Curator Diary - Barbara Hepworth's Library
01 Apr 2020
In this Curator Diary, Assistant Curator Clare Nadal shares her research on Barbara Hepworth's extensive personal library.
One of the most rewarding parts of working in a museum or gallery is the chance to undertake research into collections and to be able to share this learning with our visitors. In 2017, I researched Barbara Hepworth’s personal library for a collection display – the first public presentation of the artist’s books. For Hepworth, reading formed part of a daily creative process that, alongside carving, also included listening to music, writing and dance. As she stated, ‘It’s only through living and feeling, reading and feeling, carving and feeling that I believe and have faith.’
Hepworth amassed an extensive personal library of books reflecting a broad array of interests, with subjects varying from natural history and mathematics, to Christian Science, poetry, cookery and even cats. The books provide a glimpse into her lively and intellectually stimulating world, which in turn fed into the development of her work.

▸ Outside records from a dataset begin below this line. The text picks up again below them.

PR #1466, opened 2024-03-07
`subxt-core` crate

tadeohepperle:
Introduces a `subxt-core` crate that provides a `no_std` compatible subset of `subxt`'s functionality.


core/Cargo.toml
```diff
@@ -0,0 +1,76 @@
...
+edition.workspace = true
+rust-version.workspace = true
+publish = true
+
+license.workspace = true
+readme = "README.md"
+repository.workspace = true
+documentation.workspace = true
+homepage.workspace = true
+description = "Sign extrinsics to be submitted by Subxt"
```
niklasad1, line 14: probably a copy-paste nit :)

core/Cargo.toml
```diff
@@ -0,0 +1,76 @@
...
+keywords = ["parity", "subxt", "extrinsic", "no-std"]
+
+[features]
+default = ["std"]                                                                                                                                                # "std"
+std = [
+    "scale-info/std",
```
niklasad1, line 20: why are not all crates that has `default-features = false` added here?

For instance codec/std is not enabled and many more....

core/src/client/mod.rs
```diff
@@ -0,0 +1,58 @@
...
+
+/// Each client should be able to provide access to the following fields
+/// - runtime version
+/// - genesis hash
+/// - metadata
+
+#[derive(Derivative)]
+#[derivative(Debug(bound = ""), Clone(bound = ""))]
+pub struct ClientMetadata<C: Config> {
+    pub genesis_hash: C::Hash,
```
niklasad1, line 13: Make private? 

I see no reason to make these pub when you have added getters from them

core/src/client/mod.rs
```diff
@@ -0,0 +1,58 @@
+use derivative::Derivative;
+
+use crate::{config::Config, metadata::Metadata};
+
+/// Each client should be able to provide access to the following fields
+/// - runtime version
+/// - genesis hash
+/// - metadata
+
```
niklasad1, line 9:
```suggestion
```

core/src/client/mod.rs
```diff
@@ -0,0 +1,58 @@
...
+    }
+}
+
+/// Runtime version information needed to submit transactions.
+#[derive(Debug, Clone, Copy, PartialEq, Eq)]
+pub struct RuntimeVersion {
+    /// Version of the runtime specification. A full-node will not attempt to use its native
+    /// runtime in substitute for the on-chain Wasm runtime unless all of `spec_name`,
+    /// `spec_version` and `authoring_version` are the same between Wasm and native.
+    pub spec_version: u32,
```
niklasad1, line 46: I think it's better to add "getter methods" to expose these, in case we would want to change internal implementation/representation at some point without breaking changes.

core/src/client/mod.rs
```diff
@@ -0,0 +1,58 @@
...
+use crate::{config::Config, metadata::Metadata};
+
+/// Each client should be able to provide access to the following fields
+/// - runtime version
+/// - genesis hash
+/// - metadata
+
+#[derive(Derivative)]
+#[derivative(Debug(bound = ""), Clone(bound = ""))]
+pub struct ClientMetadata<C: Config> {
```
niklasad1, line 12: not sure about the name `ClientMetadata` could be `ChainState`, `ClientState` or something.

Because it's not only metadata but runtime version and genesis hash....

tadeohepperle: Yes, I am also not sure about the name. I named it `ClientBase` before. `ClientState` sounds good, any opinions on this @jsdw @lexnv ?

core/src/config/substrate.rs
```diff
@@ -225,12 +227,69 @@ where
...
+/// A number type that can be serialized both as a number or a string that encodes a number in a
+/// string.
+///
+/// We allow two representations of the block number as input. Either we deserialize to the type
+/// that is specified in the block type or we attempt to parse given hex value.
+///
+/// The primary motivation for having this type is to avoid overflows when using big integers in
+/// JavaScript (which we consider as an important RPC API consumer).
+#[derive(Copy, Clone, Serialize, Deserialize, Debug, PartialEq, Eq)]
+#[serde(untagged)]
```
niklasad1, line 244: This type is only needed for the RPC stuff and I wonder whether we could move to the RPC stuff instead? 

IIRC, the RPC stuff doesn't compile for no-std and that's the reason why to separate it

core/README.md
```diff
@@ -0,0 +1,3 @@
+# Subxt-Core
+
+This library provides core functionality using in `subxt` and `subxt-signer`. It should be no-std compatible.
```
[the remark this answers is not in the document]
tadeohepperle: Oh yeah true, we currently just make sure that it compiles to `thumbv7em-none-eabi` which should be enough of a proof though.

core/src/lib.rs
```diff
@@ -0,0 +1,43 @@
+// Copyright 2019-2024 Parity Technologies (UK) Ltd.
+// This file is dual-licensed as Apache-2.0 or GPL-3.0.
+// see LICENSE for license details.
+
+//! # Subxt-core
+//!
+//! `#[no_std]` compatible core crate for subxt.
+
```
niklasad1, line 8: we probably want some more lints here such as 

```
#![cfg_attr(docsrs, feature(doc_cfg))]
```

to work with the macros you added in core/src/macros.rs

core/src/events/mod.rs
```diff
@@ -0,0 +1,247 @@
...
+
+    /// Return the topics associated with this event.
+    pub fn topics(&self) -> &[T::Hash] {
+        &self.topics
+    }
+}
+
+/// Details for the given event plucked from the metadata.
+pub struct EventMetadataDetails<'a> {
+    pub pallet: PalletMetadata<'a>,
```
niklasad1, line 245: sorry for being annoying as hell but again maybe add getter for these instead of public fields?

core/src/config/substrate.rs
tadeohepperle: Yeah, but the problem I have is that the `SubstrateConfig` should be defined in `subxt-core` and this has the associated type `Header = SubstrateHeader<32, _>` which has a field, `number: u32,` that is tagged with 
```
[serde(
        serialize_with = "serialize_number",
        deserialize_with = "deserialize_number"
)]
```
where `deserialize_number` uses `NumberOrHex`. I am not sure if I can easily move all of these Serialize implmentations to the RPC stuff, especially because the `SubstrateHeader` is now in a different crate.

core/src/metadata/metadata_type.rs
```diff
@@ -72,3 +73,64 @@ impl codec::Decode for Metadata {
         subxt_metadata::Metadata::decode(input).map(Metadata::new)
     }
 }
+
+pub trait MetadatExt {
```
niklasad1, line 77:
```suggestion
pub trait MetadataExt {
```

core/src/metadata/metadata_type.rs
```diff
@@ -72,3 +73,64 @@ impl codec::Decode for Metadata {
...
+    ) -> Result<subxt_metadata::RuntimeApiMetadata, MetadataError>;
+
+    fn custom_value_by_name_err(
+        &self,
+        name: &str,
+    ) -> Result<subxt_metadata::CustomValueMetadata, MetadataError>;
+}
+
+impl MetadatExt for subxt_metadata::Metadata {
+    /// Identical to `metadata.pallet_by_name()`, but returns an error if the pallet is not found.
```
niklasad1, line 100: move the documentation to trait instead :)

core/src/metadata/metadata_type.rs
niklasad1, line 77: would be nice with some docs on the trait

core/src/runtime_api/mod.rs
```diff
@@ -69,11 +74,7 @@ pub trait RuntimeApiPayload {
 #[derive(Derivative)]
 #[derivative(
     Clone(bound = "ArgsData: Clone"),
-    Debug(bound = "ArgsData: std::fmt::Debug"),
```
niklasad1, line 72: why are the trait bounds removed?

core/src/tx/mod.rs
```diff
@@ -49,26 +49,14 @@ pub struct ValidationDetails<'a> {
...
 pub struct Payload<CallData> {
     pallet_name: Cow<'static, str>,
     call_name: Cow<'static, str>,
     call_data: CallData,
     validation_hash: Option<[u8; 32]>,
 }
 
-/// A boxed transaction payload.
-// Dev Note: Arc used to enable easy cloning (given that we can't have dyn Clone).
-pub type BoxedPayload = Payload<Arc<dyn EncodeAsFields + Send + Sync + 'static>>;
```
niklasad1, line 70: this doesn't work anymore?

I recall James talking about this as well at some point

core/src/utils/bits.rs
```diff
@@ -144,45 +146,43 @@ impl<Store: BitStore, Order: BitOrder> codec::Encode for DecodedBits<Store, Orde
...
     type Value<'scale, 'info> = DecodedBits<Store, Order>;
     type Error = scale_decode::Error;
+    type TypeResolver = R;
 
     fn unchecked_decode_as_type<'scale, 'info>(
         self,
         input: &mut &'scale [u8],
-        type_id: scale_decode::visitor::TypeId,
-        types: &'info scale_info::PortableRegistry,
+        type_id: &R::TypeId,
```
niklasad1, line 159: hmm, what are these changes? 

I thought the TypeResolver stuff wasn't integrated yet and done another PR?

signer/Cargo.toml
```diff
@@ -26,34 +27,35 @@ ecdsa = ["secp256k1"]
...
+pbkdf2 = { workspace = true, default-features = false }
+sha2 = { workspace = true, default-features = false }
+hmac = { workspace = true, default-features = false }
 zeroize = { workspace = true }
-bip39 = { workspace = true }
-schnorrkel = { workspace = true, optional = true }
-secp256k1 = { workspace = true, features = ["recovery", "global-context"], optional = true }
+bip39 = { workspace = true, default-features = false }
+schnorrkel = { workspace = true, optional = true, default-features = false }
+secp256k1 = { workspace = true, optional = true, default-features = false, features = ["alloc", "recovery"] } # features = ["recovery", "global-context"],
```
niklasad1, line 50: why is "global-context" removed?

core/src/tx/mod.rs
tadeohepperle: Yeah, We removed this because `EncodeAsFields` is no longer object-safe with the new `scale-type-resolver` integration. So we could add an `EncodeAsFieldsWithResolver<R>` trait to `scale_encode` to make it work. But we decided against it for now, because we asked in the public element room if anyone is actually using this and noone was apposed to it being removed.

core/src/utils/bits.rs
tadeohepperle: I built the subxt-core pr on top of the type-resolver PR because I did not want to resolve the conflicts in the end, where files in subxt are modified but deleted in the `subxt-core` PR.

signer/src/ecdsa.rs
```diff
@@ -161,9 +165,9 @@ impl Keypair {
         // From sp_core::ecdsa::sign_prehashed:
         let wrapped = Message::from_digest_slice(&message_hash).expect("Message is 32 bytes; qed");
         let recsig: RecoverableSignature =
-            SECP256K1.sign_ecdsa_recoverable(&wrapped, &self.0.secret_key());
+            Secp256k1::signing_only().sign_ecdsa_recoverable(&wrapped, &self.0.secret_key());
```
niklasad1, line 168: yeah ok, this probably because they some `lazy_static` stuff that doesn't compile for no-std?

then removing global-context makes sense

signer/src/ecdsa.rs
```diff
@@ -109,7 +112,8 @@ impl Keypair {
     pub fn from_seed(seed: Seed) -> Result<Self, Error> {
         let secret = SecretKey::from_slice(&seed).map_err(|_| Error::InvalidSeed)?;
         Ok(Self(secp256k1::Keypair::from_secret_key(
-            SECP256K1, &secret,
+            &Secp256k1::signing_only(),
```
niklasad1, line 115: yeah ok, this probably because they some lazy_static stuff that doesn't compile for no-std?

then removing global-context makes sense

signer/Cargo.toml
tadeohepperle: IIRC "global-context" is not compatible with `no-std` and we use `Secp256k1::signing_only()` and `Secp256k1::verification_only()` to get an appropriate context where needed.

signer/src/ecdsa.rs
```diff
@@ -192,31 +196,36 @@ pub fn verify<M: AsRef<[u8]>>(sig: &Signature, message: M, pubkey: &PublicKey) -
...
-    signature.verify(&wrapped, &public).is_ok()
+
+    Secp256k1::verification_only()
+        .verify_ecdsa(&wrapped, &signature, &public)
+        .is_ok()
 }
 
 /// An error handed back if creating a keypair fails.
-#[derive(Debug, PartialEq, thiserror::Error)]
+#[derive(Debug, PartialEq, Display, From)]
```
niklasad1, line 206: impl StdError for std?

```rust
#[cfg(feature = std)]
impl std::error::Error  for Error {}
```

tadeohepperle: What do you mean by this?

signer/src/lib.rs
```diff
@@ -40,9 +43,3 @@ pub use secrecy::{ExposeSecret, SecretString};
 // SecretUri's can be parsed from strings and used to generate key pairs.
 // DeriveJunctions are the "path" part of these SecretUris.
 pub use crypto::{DeriveJunction, SecretUri, SecretUriError, DEV_PHRASE};
-
-#[cfg(any(
```
niklasad1, line 44: nice

jsdw:
Could we split out making `subxt-signer` no-std compatible into a separate PR? I do remember already reviewing and looking at such a thing, so hopefully it would already encompass those past comments etc also if not already :)

core/src/lib.rs
jsdw: IMO we should have `#![deny(missing_docs)]` everywhere :)

signer/src/ecdsa.rs
niklasad1: I mean that the error type doesn't implement std::error::Error anymore.

So, do we want implement for std::error::Error if --feature std is enabled on the crate?

signer/src/sr25519.rs
```diff
@@ -187,24 +192,25 @@ pub fn verify<M: AsRef<[u8]>>(sig: &Signature, message: M, pubkey: &PublicKey) -
 }
 
 /// An error handed back if creating a keypair fails.
-#[derive(Debug, thiserror::Error)]
+#[derive(Debug, Display, From)]
```
niklasad1, line 195: same here, do we want to implement std::error::Error for the error type here?

subxt/src/backend/unstable/mod.rs
```diff
@@ -407,17 +406,15 @@ impl<T: Config + Send + Sync + 'static> Backend<T> for UnstableBackend<T> {
                     Some(ev) => ev,
                 };
 
-                let runtime_details = match runtime_event {
+                      let runtime_details = match runtime_event {
```
niklasad1, line 409: the indentation looks strange, is mixing spaces/tabs perhaps?

subxt/src/client/offline_client.rs
```diff
@@ -21,6 +21,8 @@ pub trait OfflineClientT<T: Config>: Clone + Send + Sync + 'static {
     fn genesis_hash(&self) -> T::Hash;
     /// Return the provided [`RuntimeVersion`].
     fn runtime_version(&self) -> RuntimeVersion;
+    /// Return the Client Metadata.
+    fn client_metadata(&self) -> ClientState<T>;
```
niklasad1, line 25: I don't get why we need the client_metadata here since it contains metadata, genesis_hash and runtime_version? 
To it's redundant to the old APIs?

subxt/src/macros.rs
```diff
@@ -56,7 +56,7 @@ macro_rules! cfg_jsonrpsee_web {
 macro_rules! cfg_reconnecting_rpc_client {
 	($($item:item)*) => {
 		$(
-			#[cfg(all(feature = "unstable-reconnecting-rpc-client"))]
```
niklasad1, line 59: nice catch

niklasad1 (commented):
I like it and nice work but have a ponder of my remaining comments nothing big for my-side.

I'll take another go at after you have looked at my comments and as James suggested it may be nice to split the core crate and signer stuff in different PRs if possible. The signer stuff looks solid to me but may be slow without the OnceCell/lazy stuff... for no-std

subxt/src/backend/unstable/mod.rs
tadeohepperle: Oh, this is rustfmt giving up formatting [(without warning! see this discussion)](https://users.rust-lang.org/t/rustfmt-silently-fails-to-work/75485/4), if a single expression cannot be formatted to fit in the line length limit.

subxt/src/client/offline_client.rs
tadeohepperle: It is a bit redundant, I agree. But we need some bundled form of the client data to use it in the creation of signed extensions. They we previously generic over the type of client, but now the signed extensions live in `subxt-core` but the client traits should stay in `subxt`. I did not want to remove the old methods either because if you just want to get e.g. the `runtime_version` there is no need to clone the `Arc` the metadata is wrapped up in.

signer/src/ecdsa.rs
tadeohepperle: Oh true! This is a really good catch.

subxt/src/events/mod.rs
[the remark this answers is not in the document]
tadeohepperle: I think  `subxt::events` has the submodules `events_client` and `events_type`, so I prefer to keep it in a seperate directory.

core/src/config/extrinsic_params.rs
```diff
@@ -7,47 +7,10 @@
 //! [`crate::config::DefaultExtrinsicParams`] provides a general-purpose
 //! implementation of this that will work in many cases.
 
-use crate::{client::OfflineClientT, Config};
-use core::fmt::Debug;
+use crate::{client::ClientState, Config, ExtrinsicParamsError};
+use alloc::vec::Vec;
 
 use super::refine_params::RefineParams;
```
jsdw, line 13:
```suggestion
use super::refine_params::RefineParams;

```

core/src/lib.rs
```diff
@@ -0,0 +1,43 @@
...
+};
+pub use error::{Error, ExtrinsicParamsError, MetadataError, StorageAddressError};
+pub use events::{EventDetails, Phase, StaticEvent};
+pub use metadata::Metadata;
+pub use signer::Signer;
+
+pub use utils::{
+    to_hex, AccountId32, Encoded, Era, MultiAddress, MultiSignature, Static, UncheckedExtrinsic,
+    WrapperKeepOpaque, Yes, H160, H256, H512,
+};
```
jsdw, line 40: My gut feeling here is that we are exposing too much at the top level. I think a good palce to start would be to expose very little or nothing at all here, so that the import paths make it clearer what the different types are eg `subxt_core::config::extrinsic_params::RefineParams` is long but makes it much clearer what `RefineParams` relates to than `subxt_core::RefineParams` :)

subxt/examples/runtime_apis_dynamic.rs
```diff
@@ -1,5 +1,5 @@
 #![allow(missing_docs)]
-use subxt::dynamic::Value;
+use subxt::ext::scale_value::Value;
```
jsdw, line 2: Nit: it's still exposed as `subxt::dynamic::Value` which is a little cleaner :)

subxt/Cargo.toml
```diff
@@ -53,7 +53,7 @@ jsonrpsee = [
 # Enable this to pull in extra Substrate dependencies which make it possible to
 # use the `sp_core::crypto::Pair` Signer implementation, as well as adding some
 # `From` impls for types like `AccountId32`. Cannot be used with "web".
-substrate-compat = ["sp-core", "sp-runtime"]
+substrate-compat = ["sp-core", "sp-runtime", "subxt-core/substrate-compat"]
```
jsdw, line 56: Do we need `sp-core` and `sp-runtime` here at all now?

core/src/constants/mod.rs
```diff
@@ -0,0 +1,58 @@
...
+use crate::{
+    metadata::{DecodeWithMetadata, MetadataExt},
+    Error, Metadata, MetadataError,
+};
+
+/// Run validation logic against some constant address you'd like to access. Returns `Ok(())`
+/// if the address is valid (or if it's not possible to check since the address has no validation hash).
+/// Return an error if the address was not valid or something went wrong trying to validate it (ie
+/// the pallet or constant in question do not exist at all).
+pub fn validate_constant<Address: ConstantAddress>(
```
jsdw, line 22: Use in `subxt::constants::COnstantsClient::validate()`?

core/src/constants/mod.rs
```diff
@@ -0,0 +1,58 @@
...
+                MetadataError::ConstantNameNotFound(address.constant_name().to_owned())
+            })?;
+        if actual_hash != expected_hash {
+            return Err(MetadataError::IncompatibleCodegen.into());
+        }
+    }
+    Ok(())
+}
+
+pub fn get_constant<Address: ConstantAddress>(
```
jsdw, line 40: Use in `subxt::constants::COnstantsClient::at()`?

core/src/events/mod.rs
```diff
@@ -0,0 +1,256 @@
...
+    ApplyExtrinsic(u32),
+    /// Finalizing the block.
+    Finalization,
+    /// Initializing the block.
+    Initialization,
+}
+
+/// The event details.
+#[derive(Debug, Clone)]
+pub struct EventDetails<T: Config> {
```
jsdw, line 41: How hard would it be to port over `Events` too? 

Right now, the "entry point" for working with events in `subxt_core` is to get hold of a single event from some events bytes and then call `Events::decode_from` to decode them.

It'd be much nicer I think if the entry point was to get bytes representing all of the events (which is how they come back from a node) and then calling `Events::decode_from` on the bytes. To make this work I reckon we could:

- Move `Events` over to `subxt_core`, too
- Rename `Events::new` to `Events::decode_from` and make it pub.
- Get rid of `Events::block_hash()` and `ExtrinsicEvents::block_hash()`: it looks like this is just here to be helpful but isn't actually needed internally, and if people want to know the block hash then they can fetch the block first and then ask for events from it etc. This allows us to get rid of `block_hash` from `Events::decode_from`, making it cleaner.
- Make `Events::new_from_client` a freestanding function exposed in `subxt::events::new_from_client`; now we don't have anything mentioning `OnlineClient` in Events I think :)

jsdw:
I still need to have another pass or two over this, but generally I think that this is really good stuff!

One thing that I think we're missing right now is a coherent "story" behind the things exposed in `subxt_core`, ie it feels more like a "collection of things that we could make no-std" than a useful library in its own right right now.

I think we'll just need to iterate more to get there though! Things that would help are examples and documentation showing off the different workflows. 

One step towards this I think is for each module like `constants`/`events` etc could have module level docs showing example(s) of how you can use it to decode some bytes you've obtained or pull a constant out of the metadata or encode some storage query or runtime query or whatever (and then decode the bytes you'd get back). 

In the act of doing this we might also find that some bits can move back into Subxt or some more bits to `subxt-core` or whatever in order to give us this coherent interface. Overall, the goal isn't to put _everything possible_ in `subxt-core` but more to expose a useful subset of the Subxt functionality in a no-stf compatible crate :)

We'll also want to work more on the `transaction` module and add functionality to create and sign transactions to really make that module feel more complete; this is an important part of the story afterall and probably one of the main use cases of such a no-std crate.

core/src/lib.rs
```diff
@@ -0,0 +1,44 @@
+// Copyright 2019-2024 Parity Technologies (UK) Ltd.
+// This file is dual-licensed as Apache-2.0 or GPL-3.0.
+// see LICENSE for license details.
+
+//! # Subxt-core
+//!
+//! `#[no_std]` compatible core crate for subxt.
+
+#![cfg_attr(not(feature = "std"), no_std)]
+pub extern crate alloc;
```
jsdw, line 10: Don't need feature flag? :)

core/src/error.rs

Many books were gifted from friends, often sent with letters, and contain written inscriptions and dedications. In other ways, we see Hepworth’s own notes and annotations. Some of my particular favourites are dictionaries that include shopping-style lists for possible titles – a number of which became titles for sculptures in our collection, such as Curved Forms (Pavan) and Coré.
Hepworth’s copy of Sophocles’ Electra also contains the annotations she made in preparation for producing set and costume designs for Michel St Denis’ 1951 production of the play at London’s Old Vic, starring Peggy Ashcroft in the title role.
Throughout her life, Hepworth was deeply engaged with political and social debates, believing that the artist had a crucial role to play in society, and this is something that the library makes apparent, from copies of the United Nations News to books on nuclear disarmament. Her two favourite books however were The Poetics of Music by Igor Stravinsky and Zen in the Art of Archery by Eugen Herrigel. Finally, not to be missed is Charles Duffy’s Ordinary Cats – proof that Hepworth was as much the cat lover as any of us!